Recorded data

PR #10643, opened 2026-02-25
Consider another override; scan more

flcl42:
## Changes

- Consider another override
- Scan more
- Account for Skipped txs
- Don't depend on broken json serializer

- [ ] Optimization
- [ ] Refactoring
- [ ] Documentation update
- [ ] Build-related changes
- [ ] Other: _Description_


src/Nethermind/Nethermind.State/ParallelWorldState.cs
```diff
@@ -324,6 +346,18 @@ public void ValidateBlockAccessList(ushort index, long gasRemaining)
...
+                {
+                    // skip generated with no changes (read-only entries from side-effects)
+                    generatedHead = generatedChanges.MoveNext() ? generatedChanges.Current : null;
+
+                    if (generatedHead is not null)
+                    {
+                        generatedReads += generatedHead.Value.Reads;
+                    }
+                    continue;
+                }
```
LukaszRozmej, line 320: duplicated code?

flcl42: Fixed

PR #10661, opened 2026-02-26
XDC Fix new block message

batrr:
When a **new block** is received over P2P (gossiped `NewBlockMessage`), the node can hang.

**Cause:** Block processing eventually calls `TrieStoreScopeProvider.Commit()`. It schedules tasks onto the same event loop thread and then blocks with `Task.WaitAll`, causing a self-deadlock.

Blocks with no transactions don’t trigger trie commits, so they process fine.
To reproduce on a private chain, create a transaction that modifies storage and process it from `NewBlockMessage` gossip.

Flow when a new block is received (stuck at Task.WaitAll):

```
ZeroNettyP2PHandler.ChannelRead0()
  → XdcProtocolHandler.HandleMessage()
  → Eth62ProtocolHandler.Handle()
  → SyncServer.AddNewBlock()
  → SyncServer.SyncBlock()
  → BlockTree.SuggestBlock()
  → … process block …
  → WorldState.CommitTree()
  → TrieStoreScopeProvider.Commit()
  → Task.WaitAll()   ← stuck here
```

### DIFF
--- a/src/Nethermind/Nethermind.Runner/configs/xdc-archive.json
+++ b/src/Nethermind/Nethermind.Runner/configs/xdc-archive.json
@@ -1,7 +1,7 @@
 {
   "$schema": "https://raw.githubusercontent.com/NethermindEth/core-scripts/refs/heads/main/schemas/config.json",
   "Init": {
-    "ChainSpecPath": "chainspec/xdc-test.json",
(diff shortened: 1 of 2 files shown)


batrr:
Just ran `joc-mainnet` - it hits the same deadlock.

What the task requires
Copy out the records above without altering anything.

Expected output
PR #10643, opened 2026-02-25
Consider another override; scan more

flcl42:
## Changes

- Consider another override
- Scan more
- Account for Skipped txs
- Don't depend on broken json serializer

- [ ] Optimization
- [ ] Refactoring
- [ ] Documentation update
- [ ] Build-related changes
- [ ] Other: _Description_


src/Nethermind/Nethermind.State/ParallelWorldState.cs
```diff
@@ -324,6 +346,18 @@ public void ValidateBlockAccessList(ushort index, long gasRemaining)
...
+                {
+                    // skip generated with no changes (read-only entries from side-effects)
+                    generatedHead = generatedChanges.MoveNext() ? generatedChanges.Current : null;
+
+                    if (generatedHead is not null)
+                    {
+                        generatedReads += generatedHead.Value.Reads;
+                    }
+                    continue;
+                }
```
LukaszRozmej, line 320: duplicated code?

flcl42: Fixed

PR #10661, opened 2026-02-26
XDC Fix new block message

batrr:
When a **new block** is received over P2P (gossiped `NewBlockMessage`), the node can hang.

**Cause:** Block processing eventually calls `TrieStoreScopeProvider.Commit()`. It schedules tasks onto the same event loop thread and then blocks with `Task.WaitAll`, causing a self-deadlock.

Blocks with no transactions don’t trigger trie commits, so they process fine.
To reproduce on a private chain, create a transaction that modifies storage and process it from `NewBlockMessage` gossip.

Flow when a new block is received (stuck at Task.WaitAll):

```
ZeroNettyP2PHandler.ChannelRead0()
  → XdcProtocolHandler.HandleMessage()
  → Eth62ProtocolHandler.Handle()
  → SyncServer.AddNewBlock()
  → SyncServer.SyncBlock()
  → BlockTree.SuggestBlock()
  → … process block …
  → WorldState.CommitTree()
  → TrieStoreScopeProvider.Commit()
  → Task.WaitAll()   ← stuck here
```

### DIFF
--- a/src/Nethermind/Nethermind.Runner/configs/xdc-archive.json
+++ b/src/Nethermind/Nethermind.Runner/configs/xdc-archive.json
@@ -1,7 +1,7 @@
 {
   "$schema": "https://raw.githubusercontent.com/NethermindEth/core-scripts/refs/heads/main/schemas/config.json",
   "Init": {
-    "ChainSpecPath": "chainspec/xdc-test.json",
(diff shortened: 1 of 2 files shown)


batrr:
Just ran `joc-mainnet` - it hits the same deadlock.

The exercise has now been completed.